Motorparameter, ect. alles eingestellt.
Kommunikation über Profinet auch i.O., Motor dreht sich.

Jetzt ist es so, das dieser Motor eine Exzenterpresse antreibt.
Sprich er muss mit einer bestimmten Drehzahl des Motors eine gewisse Drehzahl der Presse erreichen.

Bisher war es so (anderer Umrichter) das wir hingegangen sind und die max. Frequenz des Motors angepasst haben, z.B. 80Hz statt 50Hz.

Und genau hier kommt jetzt das Problem - sobald ich von diesen 50Hz (P310) nach oben abweiche, steigt der Umrichter mit Überstrom aus.
Gleiches passiert auch wenn ich eine "stehende Messung" aktiviere.
Überstrom und Fehler 30024 (Chip-Temperatur des Leistungsteils ).

Wo liegt mein Fehler? 
Kann mir jemand helfen?


----------



## zako (16 November 2018)

Hast Du den Motor richtig angeschlossen (Stern ?).
Du fährst nur U/f - warum hast Du dann eine CU mit Geberauswertung?
In dem Fall würde ich mal die Hotline kontaktieren. Ich glaube dass da ein persönliches Gespräch mit einen Experten mehr bringt als Vermutungen übers Forum (die Ursachen könnten recht unterschiedlich sein).


----------



## Credofire (21 November 2018)

Er muss den Motor in Dreieck anschliessen und die Bemessungsspannung auf 230V einstellen.
Dann aber besser auch Vektorsteuerung verwenden.
Bei der aktuellen Bemessungsspannung von 400V hat der Motor keine Chance  die Leistung zu erhöhen um die Feldschwäche auszugleichen, weil mehr als 400V geht nunmal nicht.
Also macht er das über den Strom --> Überstrom


----------



## chipchap (23 November 2018)

dirknico schrieb:


> Hallo,
> 
> ich nehme derzeit einen Sinamics G120 CU250S-2 PN in Betrieb.
> Motorparameter, ect. alles eingestellt.
> ...



Ich kann dir wenn du willst mal meine Konfig senden.
Meine G120 Antriebe laufen bisher alle


Gesendet von iPhone mit Tapatalk


----------



## MSB (23 November 2018)

Nur Sicherheitshalber unter Max-Frequenz verstehst du:
Wenn dann musst du P1082 / P2000 = Maximalfrequenz sowie Sollwertbezug "100%" anpassen.
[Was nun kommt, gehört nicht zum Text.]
Issue #405, opened 2016-09-21
Topic should have a last_post_at that is separate from its updated_at


timdiggins:
Based on discussion ( https://github.com/thredded/thredded/pull/403#issuecomment-248466599 ), there is confusion about the role of Topic#updated_at. 

Therefore let's create a Topic#last_post_at that stores (caches, really, but it's very useful) the last (visible) post's created_at  -- and use this for display and ordering of topics (and in future, in some configurations, ordering of messageboards).

timdiggins:
Implementation notes follow: 

* [ ] create for both Topic and PrivateTopic and ensure updated when a [private]post is created or removed
* [ ] fix Topic.order_recently_updated_first to use #last_post_at
* [ ] fix references in UserTopicReadState
* [ ] PrivatePost#update_parent_last_user_and_timestamp should update last_post_at and updated_at differently
* [ ] Topic#update_last_user_and_time_from_last_post! should update last_post_at and updated_at differently
* [ ] BaseTopicView has no use for updated_at, but does have use for last_post_at (this will drive view level changes)

timdiggins:
Not related really, but should be sorted:

* [ ] UserTopicReadState.touch! uses Post#updated_at, but as posts are sorted by created_at, then this will make it look like a later post is read (when looking at pages and pages of posts)

PR #406, opened 2016-09-21
Create last_post_at for [Private]Topic and use this instead of updated_at

timdiggins:


timdiggins:
this is based on #403, so merge that first. It addresses #405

P.S. Zu 230V und Dreieck: Also ein 200kW Motor mit 230/400V statt den in der größe üblichen 400/690V wäre jetzt schon ein enorm großer Zufall (womit sich der 87Hz Betrieb dann auch erübrigt hat).

Mfg
Manuel


----------



## Credofire (28 November 2018)

oh. sorry, die 200 kW hab ich übersehen. dann wäre der Motor mit 400V und Dreieick ja richtig angeschlossen.
Habe mit so großen Motoren noch nicht gearbeitet, schließen die die 87 Hz Kennlinie aus?
Nur weil der Motor 400/690V hat, schliesst das ja nicht aus. Entscheidend ist, das der Motor in Dreieck angeschlossen ist, und du auf eine "Sternspannung" erhöhen kannst bis 87 Hz. Aber gut möglichh, dass man das bei so großen Motoren eh nicht macht.


----------